Color coding usually consists of four color rings. The resistance value represents the first three rings, two digits and a multiplier. The fourth ring contains information about the permissible resistance deviation from the nominal value in percent.
Determining the values of foreign resistors by color code is the same as for domestic ones. The color code tables for domestic and foreign resistors are the same.
Many companies, in addition to traditional markings, use their own in-house color and code markings.
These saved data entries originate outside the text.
PR #2352, opened 2023-02-28
chore: optimize rewards votes handling

mfrankovi:
The goal of this optimization was to avoid saving cert votes twice in the db, once as a cert vote when cert voting a block and second time when treating the same votes as reward votes.

- 2t+1 cert votes are no longer saved once node receives 2t+1 votes but only a short time later when we actually push a pbft block to the chain. They are saved in a db batch as part of an atomic db operation when moving to the next period.
- Additional reward votes that come after pushing the pbft block into chain is saved in reward_votes column
- Total reward votes will consists of votes bundle saved as 2t+1 cert votes and additional reward votes saved individually

### DIFF
--- a/libraries/core_libs/consensus/include/vote_manager/vote_manager.hpp
+++ b/libraries/core_libs/consensus/include/vote_manager/vote_manager.hpp
@@ -96,13 +96,16 @@ class VoteManager {
   std::optional<PbftRound> determineNewRound(PbftPeriod current_pbft_period, PbftRound current_pbft_round);
 
   /**
-   * @brief Replace current reward votes info with new period, round & block hash based on vote
+   * @brief Replace current reward votes with new period, round & block hash based on vote
    *
    * @param period
    * @param round
+   * @param step
    * @param block_hash
+   * @param batch
    */
-  void resetRewardVotesInfo(PbftPeriod period, PbftRound round, const blk_hash_t& block_hash);
+  void resetRewardVotes(PbftPeriod period, PbftRound round, PbftStep step, const blk_hash_t& block_hash,
+                        DbStorage::Batch& batch);
 
   /**
    * @brief Check reward votes for specified pbft block
@@ -115,11 +118,11 @@ class VoteManager {
                                                                        bool copy_votes);
 
   /**
-   * @brief Get reward votes from reward_votes_ with the round during which was the previous block pushed
+   * @brief Get reward votes with the round during which was the previous block pushed
    *
    * @return vector of reward votes
    */
-  std::vector<std::shared_ptr<Vote>> getProposeRewardVotes();
+  std::vector<std::shared_ptr<Vote>> getRewardVotes();
 
   /**
    * @brief Get current reward votes pbft block period
@@ -280,6 +283,7 @@ class VoteManager {
   blk_hash_t reward_votes_block_hash_;
   PbftRound reward_votes_period_;
   PbftRound reward_votes_round_;
+  std::vector<vote_hash_t> extra_reward_votes_;
   mutable std::shared_mutex reward_votes_info_mutex_;
 
   // Cache for current 2T+1 - <Vote type, <period, two_t_plus_one for period>>
--- a/libraries/core_libs/consensus/src/vote_manager/vote_manager.cpp
+++ b/libraries/core_libs/consensus/src/vote_manager/vote_manager.cpp
@@ -32,10 +32,18 @@ VoteManager::VoteManager(const addr_t& node_addr, const PbftConfig& pbft_config,
   auto db_votes = db_->getAllTwoTPlusOneVotes();
 
   auto loadVotesFromDb = [this](const std::vector<std::shared_ptr<Vote>>& votes) {
+    bool reward_votes_info_set = false;
     for (const auto& vote : votes) {
       // Check if votes are unique per round, step & voter
       if (!isUniqueVote(vote).first) {
         continue;
+      }
+
+      if (!reward_votes_info_set && vote->getType() == PbftVoteTypes::cert_vote) {
+        reward_votes_info_set = true;
+        reward_votes_block_hash_ = vote->getBlockHash();
+        reward_votes_period_ = vote->getPeriod();
+        reward_votes_round_ = vote->getRound();
       }
 
       addVerifiedVote(vote);
@@ -45,11 +53,9 @@ VoteManager::VoteManager(const addr_t& node_addr, const PbftConfig& pbft_config,
 
   loadVotesFromDb(db_->getAllTwoTPlusOneVotes());
   loadVotesFromDb(db_->getOwnVerifiedVotes());
-
-  if (const auto reward_votes = db_->getRewardVotes(); !reward_votes.empty()) {
-    loadVotesFromDb(reward_votes);
-    resetRewardVotesInfo(reward_votes[0]->getPeriod(), reward_votes[0]->getRound(), reward_votes[0]->getBlockHash());
-  }
+  auto reward_votes = db_->getRewardVotes();
+  for (const auto& vote : reward_votes) extra_reward_votes_.emplace_back(vote->getHash());
+  loadVotesFromDb(reward_votes);
 }
 
 void VoteManager::setNetwork(std::weak_ptr<Network> network) { network_ = std::move(network); }
@@ -227,9 +233,9 @@ bool VoteManager::addVerifiedVote(const std::shared_ptr<Vote>& vote) {
     LOG(log_nf_) << "Added verified vote: " << hash;
     LOG(log_dg_) << "Added verified vote: " << *vote;
 
-    // Save in db only those reward votes that have the same round as round during which we pushed the block into chain
-    if (is_valid_potential_reward_vote && reward_votes_round_ == vote->getRound()) {
-      db_->saveRewardVote(vote);
+    if (is_valid_potential_reward_vote) {
+      extra_reward_votes_.emplace_back(vote->getHash());
+      db_->saveExtraRewardVote(vote);
     }
 
     const auto total_weight = (found_voted_value_it->second.first += weight);
@@ -279,7 +285,9 @@ bool VoteManager::addVerifiedVote(const std::shared_ptr<Vote>& vote) {
           {two_plus_one_voted_block_type, std::make_pair(vote->getBlockHash(), vote->getStep())});
 
       // Save only current pbft period & round 2t+1 votes bundles into db
-      if (vote->getPeriod() == current_pbft_period_ && vote->getRound() == current_pbft_round_) {
+      // Cert votes are saved once the pbft block is pushed in the chain
+      if (vote->getType() != PbftVoteTypes::cert_vote && vote->getPeriod() == current_pbft_period_ &&
+          vote->getRound() == current_pbft_round_) {
         std::vector<std::shared_ptr<Vote>> votes;
         votes.reserve(found_voted_value_it->second.second.size());
         for (const auto& tmp_vote : found_voted_value_it->second.second) {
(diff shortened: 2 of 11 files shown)


libraries/core_libs/storage/include/storage/storage.hpp
```diff
@@ -143,6 +143,7 @@ class DbStorage : public std::enable_shared_from_this<DbStorage> {
   std::atomic<bool> snapshots_enabled_ = true;
   const uint32_t kDbSnapshotsMaxCount = 0;
   std::set<PbftPeriod> snapshots_;
+  std::vector<vote_hash_t> reward_votes_keys_;
```
JakubFornadel, line 146: if you put this cache into VoteManager, we would not need to call getRewardVotes() from db, which is still using db iterator but it could use this in memory vector. getRewardVotes() would be called only during node startup to init this cache

mfrankovi: I have rewritten this PR, please review all of it again

libraries/core_libs/consensus/src/vote_manager/vote_manager.cpp
```diff
@@ -38,6 +38,12 @@ VoteManager::VoteManager(const addr_t& node_addr, const PbftConfig& pbft_config,
         continue;
       }
 
+      if (vote->getType() == PbftVoteTypes::cert_vote) {
+        reward_votes_block_hash_ = vote->getBlockHash();
+        reward_votes_period_ = vote->getPeriod();
+        reward_votes_round_ = vote->getRound();
+      }
```
JakubFornadel, line 45: this will happen 2t+1 times...

libraries/core_libs/consensus/src/vote_manager/vote_manager.cpp
```diff
@@ -227,9 +230,9 @@ bool VoteManager::addVerifiedVote(const std::shared_ptr<Vote>& vote) {
     LOG(log_nf_) << "Added verified vote: " << hash;
     LOG(log_dg_) << "Added verified vote: " << *vote;
 
-    // Save in db only those reward votes that have the same round as round during which we pushed the block into chain
-    if (is_valid_potential_reward_vote && reward_votes_round_ == vote->getRound()) {
```
JakubFornadel, line 231: we dont need to check round anymore ?

libraries/core_libs/consensus/src/vote_manager/vote_manager.cpp
```diff
@@ -279,7 +282,9 @@ bool VoteManager::addVerifiedVote(const std::shared_ptr<Vote>& vote) {
           {two_plus_one_voted_block_type, std::make_pair(vote->getBlockHash(), vote->getStep())});
 
       // Save only current pbft period & round 2t+1 votes bundles into db
-      if (vote->getPeriod() == current_pbft_period_ && vote->getRound() == current_pbft_round_) {
+      // Cert votes are saved once the pbft block is pushed in the chain
```
JakubFornadel, line 285: 1 potential problem I see here is that if we are not able to push the block due to missing tx/dag block and we want to restart the node to reset caches etc... we will lose those votes

libraries/core_libs/consensus/src/vote_manager/vote_manager.cpp
```diff
@@ -537,26 +542,55 @@ std::optional<PbftRound> VoteManager::determineNewRound(PbftPeriod current_pbft_
...
+
+        // 2t+1 votes block already set
+        if (found_two_t_plus_one_voted_block != found_round_it->second.two_t_plus_one_voted_blocks_.end()) {
+          assert(found_two_t_plus_one_voted_block->second.first == block_hash);
+          auto found_voted_value_it = found_step_it->second.votes.find(block_hash);
+          // Add voted value
+          if (found_voted_value_it != found_step_it->second.votes.end()) {
+            std::vector<std::shared_ptr<Vote>> votes;
+            votes.reserve(found_voted_value_it->second.second.size());
+            for (const auto& tmp_vote : found_voted_value_it->second.second) {
```
JakubFornadel, line 577: why do we need this if you can just send vector of cert votes from the place where we call resetRewardVotes ?

libraries/core_libs/consensus/src/vote_manager/vote_manager.cpp
```diff
@@ -537,26 +542,55 @@ std::optional<PbftRound> VoteManager::determineNewRound(PbftPeriod current_pbft_
...
+      }
+    }
   }
 
   LOG(log_dg_) << "Reward votes info reset to: block_hash: " << block_hash << ", period: " << period
                << ", round: " << round;
 }
 
 bool VoteManager::isValidRewardVote(const std::shared_ptr<Vote>& vote) const {
-  std::shared_lock lock(reward_votes_info_mutex_);
```
JakubFornadel, line 558: so what is protecting reward_votes_block_hash_ and reward_votes_period_ now ?

libraries/core_libs/consensus/src/vote_manager/vote_manager.cpp
```diff
@@ -686,10 +719,9 @@ std::pair<bool, std::vector<std::shared_ptr<Vote>>> VoteManager::checkRewardVote
   return {false, {}};
 }
 
-std::vector<std::shared_ptr<Vote>> VoteManager::getProposeRewardVotes() {
-  std::shared_lock lock(reward_votes_info_mutex_);
-  const auto reward_votes = getTwoTPlusOneVotedBlockVotes(reward_votes_period_, reward_votes_round_,
-                                                          TwoTPlusOneVotedBlockType::CertVotedBlock);
+std::vector<std::shared_ptr<Vote>> VoteManager::getRewardVotes() {
+  auto reward_votes = getTwoTPlusOneVotedBlockVotes(reward_votes_period_, reward_votes_round_,
```
JakubFornadel, line 723: no need for mutex protection ?

libraries/core_libs/consensus/include/vote_manager/vote_manager.hpp
```diff
@@ -280,7 +283,8 @@ class VoteManager {
   blk_hash_t reward_votes_block_hash_;
   PbftRound reward_votes_period_;
   PbftRound reward_votes_round_;
-  mutable std::shared_mutex reward_votes_info_mutex_;
+  // reward_votes_ will only keep additional reward votes which are not part of the original 2t+1 cert votes
```
JakubFornadel, line 286: lets call it extra_reward_votes or something similar

tests/network_test.cpp
```diff
@@ -629,7 +629,10 @@ TEST_F(NetworkTest, node_pbft_sync) {
   period_data2.transactions.push_back(g_signed_trx_samples[3]);
 
   db1->savePeriodData(period_data2, batch);
-  db1->replaceRewardVotes(votes_for_pbft_blk2, batch);
+  std::cout << "Before VOTE cc" << std::endl;
```
JakubFornadel, line 632: remove

libraries/core_libs/consensus/src/vote_manager/vote_manager.cpp
mfrankovi: yes, basically all of the 2t+1 cert votes should have this value the same and this is done on startup. I will change it with some flag to do only once.

libraries/core_libs/consensus/src/vote_manager/vote_manager.cpp
mfrankovi: There is no harm to store reward votes from different rounds. Before we used it to enforce that the same round is used for all reward votes, but now this information is kept in 2t+1 votes so we use whatever round was in 2t+1 votes

kstdl (approved):

libraries/core_libs/consensus/src/vote_manager/vote_manager.cpp
mfrankovi: if we came to the point of having 2t+1 cert votes without having a pbft block or dag block there is something else seriously wrong on this specific node. Since every node saves its own votes anyhow I considered this scenario and from the two options:
1. As implemented in PR accepting the loss of votes in the scenario
2. Saving 2t+1 votes before pushing a new pbft block to the chain and then saving it in another storage after pushing block to the chain, decrease performance since we need two db saves and a copy

I would choose 1. but if everyone think 2. is a safer option I am not strongly set against it. But if we go to option 2. one could argue option 3. where we save all cert votes all the time not to lose any even before we have 2t+1. Because currently we only save to db when we reach 2t+1. If we restart before reaching 2t+1 we do not save and we lose these votes

libraries/core_libs/consensus/src/vote_manager/vote_manager.cpp
mfrankovi: There is a race condition. Some new votes might have arrived in the meantime and be stored in verified_votes and then we would lose those.

libraries/core_libs/consensus/src/vote_manager/vote_manager.cpp
mfrankovi: I have put everything under the same mutex verified_votes_access_. Maybe the name of the mutex should be changed. This method isValidRewardVote is private and it is only called within this class from the code already protected by the mutex.

libraries/core_libs/consensus/src/vote_manager/vote_manager.cpp
mfrankovi: getTwoTPlusOneVotedBlockVotes has a mutex protection inside

tests/network_test.cpp
mfrankovi: leftover debugging code. I will remove it

libraries/core_libs/consensus/src/vote_manager/vote_manager.cpp
```diff
@@ -537,26 +542,55 @@ std::optional<PbftRound> VoteManager::determineNewRound(PbftPeriod current_pbft_
...
+
+  auto found_period_it = verified_votes_.find(period);
+  // Add period
+  if (found_period_it != verified_votes_.end()) {
+    auto found_round_it = found_period_it->second.find(round);
+    // Add round
+    if (found_round_it != found_period_it->second.end()) {
+      auto found_step_it = found_round_it->second.step_votes.find(step);
+      // Add step
+      if (found_step_it != found_round_it->second.step_votes.end()) {
```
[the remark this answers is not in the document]
mfrankovi: Changed to using asserts because votes always need to be there

libraries/core_libs/consensus/src/vote_manager/vote_manager.cpp
mfrankovi: Fixed

libraries/core_libs/consensus/include/vote_manager/vote_manager.hpp
mfrankovi: Fixed

libraries/core_libs/consensus/src/vote_manager/vote_manager.cpp
JakubFornadel: the harm is in performance that we save each such vote in db, even though we dont need it ?

libraries/core_libs/consensus/src/vote_manager/vote_manager.cpp
JakubFornadel: you have to put the lock before calling getTwoTPlusOneVotedBlockVotes, not after... and then you will again lock the same lock inside getTwoTPlusOneVotedBlockVotes. Based on usage seems like the orig. lock that protected just this info regarding period, round and hash of reward votes was better approach as these are separate info unrelated to verified_votes and its lock

libraries/core_libs/consensus/src/vote_manager/vote_manager.cpp
```diff
@@ -537,26 +544,44 @@ std::optional<PbftRound> VoteManager::determineNewRound(PbftPeriod current_pbft_
...
+                                   DbStorage::Batch& batch) {
+  // Save 2t+1 cert votes to database, remove old reward votes
+  std::scoped_lock lock(verified_votes_access_);
+  reward_votes_block_hash_ = block_hash;
+  reward_votes_period_ = period;
+  reward_votes_round_ = round;
+
+  auto found_period_it = verified_votes_.find(period);
+  assert(found_period_it != verified_votes_.end());
+  auto found_round_it = found_period_it->second.find(round);
```
JakubFornadel, line 561: segfault/or whatever would happen right here as found_period_it might be == end()....
Those asserts are ignored in release mode so you can use them but you have to use it like this:

```
auto found_period_it = verified_votes_.find(period);
if (found_period_it == verified_votes_.end()) {
  asset
  return
}
```

mfrankovi: Fixed

libraries/core_libs/consensus/src/vote_manager/vote_manager.cpp
mfrankovi: Fixed with the single mutex approach now. The problem with having two mutexes as before is that now with my change there are a lot of places in the code where we would need to lock both together or one after another and I fear that increases chance for a deadlock.

libraries/core_libs/consensus/src/vote_manager/vote_manager.cpp
```diff
@@ -699,6 +748,11 @@ std::vector<std::shared_ptr<Vote>> VoteManager::getProposeRewardVotes() {
     return {};
   }
 
+  // Add additional reward votes that were not part of 2t+1
```
JakubFornadel, line 751: not part of 2t+1 ? All you need here is to call original method `getTwoTPlusOneVotedBlockVotes` - it does not return 2t+1 votes, it returns all founf votes for 2t+1 voted block

having to create getTwoTPlusOneVotedBlockVotesInternal because it uses the same lock is again a sign of not ideal architecture

libraries/core_libs/consensus/src/vote_manager/vote_manager.cpp
JakubFornadel: no need to worry about deadlock - this new mutex is locked only in single place when we reset reward votes so it is very easy to check for any possibility of deadlock... based on some of the changes in this PR, which were made just because of this single lock usage, it sort of shows the bad design

libraries/core_libs/consensus/include/vote_manager/vote_manager.hpp
```diff
@@ -280,7 +295,8 @@ class VoteManager {
   blk_hash_t reward_votes_block_hash_;
   PbftRound reward_votes_period_;
   PbftRound reward_votes_round_;
-  mutable std::shared_mutex reward_votes_info_mutex_;
+  // extra_reward_votes_ will only keep additional reward votes which are not part of the original 2t+1 cert votes
+  std::vector<std::shared_ptr<Vote>> extra_reward_votes_;
```
JakubFornadel, line 299: based on this comment https://github.com/Taraxa-project/taraxa-node/pull/2352/files#r1136811150, I dont think you actually need this memory vector at all - you need to store those reward votes only in db and then load it during node init

libraries/core_libs/consensus/src/vote_manager/vote_manager.cpp
```diff
@@ -227,9 +232,9 @@ bool VoteManager::addVerifiedVote(const std::shared_ptr<Vote>& vote) {
     LOG(log_nf_) << "Added verified vote: " << hash;
     LOG(log_dg_) << "Added verified vote: " << *vote;
 
-    // Save in db only those reward votes that have the same round as round during which we pushed the block into chain
-    if (is_valid_potential_reward_vote && reward_votes_round_ == vote->getRound()) {
+    if (is_valid_potential_reward_vote) {
       db_->saveRewardVote(vote);
```
JakubFornadel, line 236: we could also call this saveExtraRewardVote as well as db column to show that not all reward votes are store here as previously

libraries/core_libs/consensus/include/vote_manager/vote_manager.hpp
mfrankovi: I removed it. The only downside of removing it is when we delete column in reward votes we will now delete with all the votes hashes. But from what I checked this is fast and it should not be a problem. Alternative would be to keep the vote hashes or extra reward votes only for deleting the db

libraries/core_libs/consensus/src/vote_manager/vote_manager.cpp
mfrankovi: Done

libraries/core_libs/consensus/src/vote_manager/vote_manager.cpp
mfrankovi: one of the things I did not like in previous code was that we are locking both locks at the same time. This always introduces risk of deadlock. I have returned it back to using two mutexes but with some changes to never lock it together

libraries/core_libs/consensus/src/vote_manager/vote_manager.cpp
mfrankovi: Renamed everything related to extra rewards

For example, SMD resistors are marked when a colon is placed instead of the number 8. So, the marking 1:23 means 182 kOhm, and 80R6 means 80.6 Ohm.
| Color of rings or dots | Nominal resistance, Ohm | Factor | Tolerance, % | TKS, %/GS | ||
| 1st digit | 2nd digit | 3rd digit | 4th digit | 5th digit | P | |
| Silver | - | - | - | 0601 | ±10 | - |
| Golden | - | - | - | 061 | ±5 | - |
| Black | - | 0 | - | 1 | - | - |
| Brown | 1 | 1 | 1 | 10 | ±1 | 100 |
| Red | 2 | 2 | 2 | 10^2 | ±2 | 50 |
| Orange | 3 | 3 | 3 | 10^3 | - | 15 |
| Yellow | 4 | 4 | 4 | 10^4 | - | 25 |
| Green | 5 | 5 | 5 | 10^5 | ±0.5 | - |
| Blue | 6 | 6 | 6 | 10^6 | ±0.25 | 10 |
| Violet | 7 | 7 | 7 | 10^7 | ±0.1 | 5 |
| Grey | 8 | 8 | 8 | 10^8 | ±0.05 | - |
| White | 9 | 9 | 9 | 10^9 | - | 1 |
Rice. 1. Color marking of domestic and foreign resistors in the form of rings or dots, depending on tolerance and TKE.
Literature: V.M. Pestrikov. Encyclopedia of amateur radio.